The story begins on 4 April 1984: "It was a bright cold day in April, and the clocks were striking thirteen". The date is questionable, because it is what Winston Smith perceives . Historical facts and documents have been rewritten and revised so many times that even the correct year is uncertain. In the story's course, he concludes it as irrelevant, because the State can arbitrarily alter it; the year 1984 and its world are transmutable.

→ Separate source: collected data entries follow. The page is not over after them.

PR #14, opened 2017-11-08
Initial version of integration with chartjs

### LINKED ISSUE #12: pick tiny, opensource, embeddable charting lib (for drawing the histograms)
Good source of info:

https://thenextweb.com/dd/2015/06/12/20-best-javascript-chart-libraries/

http://www.chartjs.org/ seems like a good candidate

@ymesika mentioned http://visjs.org/graph2d_examples.html too

### LINKED ISSUE #13: fortio charting/graphing

ldemailly:
Draw the histogram and cumulative %

Fixes #13
Fixes #12


ldemailly:
it looks like this:
screen shot 2017-11-08 at 11 34 43 am

ymesika (approved):
Tested with Chrome / Firefox and works well.
I still think the embedded HTML / JS is not the best way to handle web resources but it's a great start.

P.S. Tested it with duration -1s (for unlimited) but there is no way to stop it. In this case we may want to switch the start button into stop and keep it there. I can do it later on.

ui/chartjs.go
```diff
@@ -0,0 +1,14 @@
+// This file is https://github.com/chartjs/Chart.js/releases/download/v2.7.1/Chart.min.js
```
douglas-reid, line 1: curious: any reason not to just include this as `Chart.min.js`?  And serve it directly (via http.FileServer or similar)?

ldemailly: I want to be able to ‘go get istio.io/fortio‘  and have everything - do you know a standard way for go binaries to find the source tree that build them?
(That would solve the go get case but not the scp the binary around and use it)

ldemailly:
Btw you can already today interrupt a -1 run by opening the main page in another tab and clicking Exit but yes we can make that better, this was just the first version I got working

The novel does not render the world's full history to 1984. It is assumed that the point of divergence from our world is in the year 1945. Winston's recollections, and what he reads in The Theory and Practice of Oligarchical Collectivism by Emmanuel Goldstein, reveal that after World War II, the United Kingdom fell to civil war, becoming part of the Oceania superstate. Simultaneously, the Soviet Union annexed mainland Europe, forming the nation of Eurasia. The third super-state, Eastasia, comprises the east Asian countries around China, Korea and Japan. The three nations fight over the land that is left, forming and breaking alliances as convenient, and never ending the constant state of war.

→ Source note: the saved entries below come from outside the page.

PR #17, opened 2017-11-11
Ability to fix X axis min,max and switch to log on both axis

ldemailly:
Ability to fix X axis max and switch to log on both axis

Also show the target url on page

(Needed to patch in
https://github.com/chartjs/Chart.js/pull/4198
In order to get https://github.com/chartjs/Chart.js/issues/4939
Axis type switching to work)


ymesika (approved):
Nice addition.
Works flawlessly on both Chrome/Firefox.

ldemailly:
Thx ! I test on chrome and safari mac myself

Added a custom build from my branch with all the fixes and removing the unused modules,
that shaved about 1/3rd of the minified size

https://github.com/ldemailly/Chart.js/commit/d71f4184bdd017a680a04c6168cd52a147724bac

ldemailly:
note that you need to ctrl or shift reload to get the .js otherwise log won't work

PR #18, opened 2017-11-14
Switch to relative path for logo and js library

ldemailly:
So the fortio can be used easily behind ingress paths


ldemailly:
thank ! @bochunz but this repo doesn't have bots, so you need to github approve :-)

bochunz (approved):

PR #21, opened 2017-11-14
Adding -curl flag and /fortio/fetch/... to fetch 1 url

ldemailly:
Not to be used as a proxy but convenient for debugging


fhttp/http.go
```diff
@@ -48,7 +48,7 @@ var (
 	// Host is treated specially, remember that one separately.
 	hostOverride string
 	// BufferSizeKb size of the buffer (max data) for optimized client in kilobytes defaults to 32k.
-	BufferSizeKb = 32
+	BufferSizeKb = 128
```
ldemailly, line 51: changed so fortio can proxy itself without error (proxy the shrunk chart.js which is about 122k)

andraxylia (approved):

Winston also recalls a nuclear war taking place during his early childhood (around 1949-53), fought mainly in Europe, western Russia, and North America. It is unclear what occurred first: the civil war wherein the Party assumed power, the United States' annexation of the British Empire, or the war during which Colchester was bombed. However, the increasing clarity of Winston's memory and the story of the break-up of his family would suggest that the surprise atomic attacks came first (when the Smith family took refuge in a tube station) followed by civil unrest ("confused street fighting in London itself") and the reorganising of postwar society that would retrospectively be called the Revolution.

Plot

Ministry of Truth bureaucrat Winston Smith is the protagonist; although unitary, the story is three-fold. The first describes the world of 1984 as he perceives it; the second is his illicit romance with Julia and his intellectual rebellion against the Party; the third is his capture and imprisonment, interrogation, torture, and re-education in the Ministry of Love.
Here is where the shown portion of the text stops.